Before we can deploy this we’ll need documentation that’s comprehensive enough someone can recreate the algorithm from scratch independently, and test vectors they can use to check their implementation. I’m happy to help with that.

It seems clear that a lot of these names were not normalised - and hence not resolvable - in the first place. Would it be possible to filter the list for names that are normalised according to the current Ethers implementation, and then only show those that have a different normalisation under yours?

royalfork · November 30, 2021, 6:14am

Not sure if you’ve seen this before, but Unicode provides some test cases for IDNA mapping: https://www.unicode.org/Public/idna/14.0.0/IdnaTestV2.txt

raffy · November 30, 2021, 12:50pm

I have a test harness, but all of the code needs ported to Javascript. I can give a quick summary of the results as-of the latest version (1.0.7). This will eventually be in one of the automated reports in my repo.

6235 examples in IdnaTestV2.txt
453 valid match
6235 error match (needs checked)
9 output differences [1]
8 error for adraffy, valid for idna [2]
684 valid for adraffy, error for idna [3]

[1]. 5 of these are due to an off-by one bug in my code ContextJ at the start of a string. This reduces the list to 4, which all involve FFFD. Here is an example, I’m not sure if it makes sense:

Input: [120795, 65294, 63992]
adraffy: [51, 46, 31520]
idna: [51, 46, 65533]

63992 (F9F8) is mapped to 31520 (7B20). I’m not sure what makes that disallowed and marked as FFFD. I’ll look at this tomorrow.

[2]. These are all due to adraffy disallowing FFFD. I think this essentially means they’re the same.

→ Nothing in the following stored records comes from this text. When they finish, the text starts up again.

Issue #1679, opened 2021-04-05
[MessageInputView] Attachment files list shows folders and crashes when selected & sent


rupinderjeet:
Here's the screenshot:
![Screenshot 2021-04-05 at 7 00 45 PM](https://user-images.githubusercontent.com/14011726/113578976-446d8180-9641-11eb-9333-6d178935458a.png)

Here's the crash [log](https://github.com/GetStream/stream-chat-android/files/6258346/crash.txt)

adasiewiczr:
Hey, thanks for reporting the issue, we'll get this fixed soon.

adasiewiczr:
Hey @rupinderjeet, the issue was fixed in the PR mentioned above and will be shipped in the next release.

JcMinarro:
Hi @rupinderjeet 
It has been fixed and we already released a [new versión](https://github.com/GetStream/stream-chat-android/releases/latest)
I'm closing this issue

PR #1693, opened 2021-04-06
Exclude folders and files with unknown mime type when getting files

adasiewiczr:
#1679 

### 🎯 Goal
Fix list of `Recent Files`  

### 🛠 Implementation details

In order to display `Recent Files` we are using a content resolver that queries for every file without specifying the type.
The content resolver doesn't provide an easy way to distinguish whether returned uri is a file or folder. 
The easiest solution is to check mime type (folder doesn't have it) and filter those files which has empty mime type. The downside of this solution is that we won't display other files in which mime type is not specified, but they can still be accessed using `+` button placed in the right corner.

### 🧪 Testing

1. Open `MessageInputView`
2. Open `File Attachment Menu`
3. Recent Files shouldn't contain folders and unknown files

### ☑️ Checklist

- [x] Reviewers added


stream-chat-android-ui-common/src/main/kotlin/com/getstream/sdk/chat/utils/StorageHelper.kt
```diff
@@ -47,7 +47,8 @@ public class StorageHelper {
     }
 
     public fun getFileAttachments(context: Context): List<AttachmentMetaData> {
-        return getFilteredAttachments(context, null)
+        // Excluding files with empty mime type just to be sure that we won't include folder and unknown files
+        return getFilteredAttachments(context, null).filterNot { it.mimeType.isNullOrEmpty() }
```
ogkuzmin, line 51: Can't we exclude such file using projection (where in SQL)? Something like `MediaStore.FileColumns.MIME_TYPE != ""`

adasiewiczr: Good idea, let me check that

ogkuzmin (approved):

PR #3273, opened 2022-03-30
[13] Create internal logging tool

kanat:
### 🎯 Goal

Ticket: https://github.com/GetStream/android-internal-board/issues/13

Introduce `StreamLog` - a new parameterized file logging.

### 🛠 Implementation details

The logging is getting enabled by default in debug builds only, cause `stream-logger-android` module is getting linked as a dependency using `debugApi`.

`stream-logger-android` module contains `StreamLogFileProvider` class which is getting invoked right before `Application.onCreate()`. This class initializes the `StreamLog` with android & file logging.

### 🧪 Testing

- Cut new debug build of any sample app.
- Launch app 
- send in terminal `adb shell am startservice -a io.getstream.logging.android.CLEAR`
- you should see the toast message `Logs cleared`
- open any channel and send a few messages
- send in terminal `adb shell am startservice -a io.getstream.logging.android.SHARE`
- you should see a file-sharing dialog chooser.
- share log file
- check it's not empty & contains log content.

##### Option 1:
```kotlin
private const val TAG = "SomeViewModel"
// ...
StreamLog.d(TAG) { "[<method_name>] arg1: $arg1, arg2: $arg2, arg3: $arg3" }
```
##### Option 2:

[3]. Half of these are differences on ContextJ handling. For adraffy, I strip ZWs out of context, not error, since they’re nearly impossible to edit for the end-user. The major issue remaining in this group are the BIDI rules, which I haven’t implemented yet.

raffy · December 1, 2021, 7:05am

This might not be the right thread, but what is the expected behavior for punycode (referred here as puny) in labels? The Unicode spec gives advice that is contradictory to normalization w/r/t equality. There is no mention of puny in EIP-137.

From what I understand, any label could be puny as-is. Puny is simply Unicode encoded into friendly ASCII, prefixed “xn–”. Puny is a mechanism to retrofit Unicode onto DNS names.

The issue is that if we want to bridge ENS on DNS or any legacy system, there needs to be a unique representation.

For example, if a label is Unicode, you’d need to convert it to puny to fit into these systems, however the equivalent puny could already be registered as a name, meaning resolution can’t tell the difference between a Unicode-encoded label and a literal puny label.

The spec says that puny shouldn’t be mapped which means we reintroduce the ZW and complex Emoji issue through puny.

To me, this means that puny should be expanded, then normalized. Any non-ASCII label can then be uniquely converted to puny to fit on DNS. This is how my library currently functions, maybe this is wrong.

nick.eth · December 1, 2021, 7:49pm

ENS doesn’t use punycode - so punycode names are just funny looking names starting with xn–. Compliant clients should not translate to or from punycode, just treat it as a normal text-based name like any other.

When it comes to DNS integration such as with eth.link, clients need to puny-decode input names before resolving them on ENS.

raffy · December 1, 2021, 10:30pm

Register “.eth” and “xn–ls8haa.eth” (puny of triple poop)

What is xn--ls8haa.eth.link?

nick.eth · December 1, 2021, 10:53pm

The former - the DNS gateway will need to do puny-decoding before resolving, and so the punycoded name isn’t resolvable via DNS.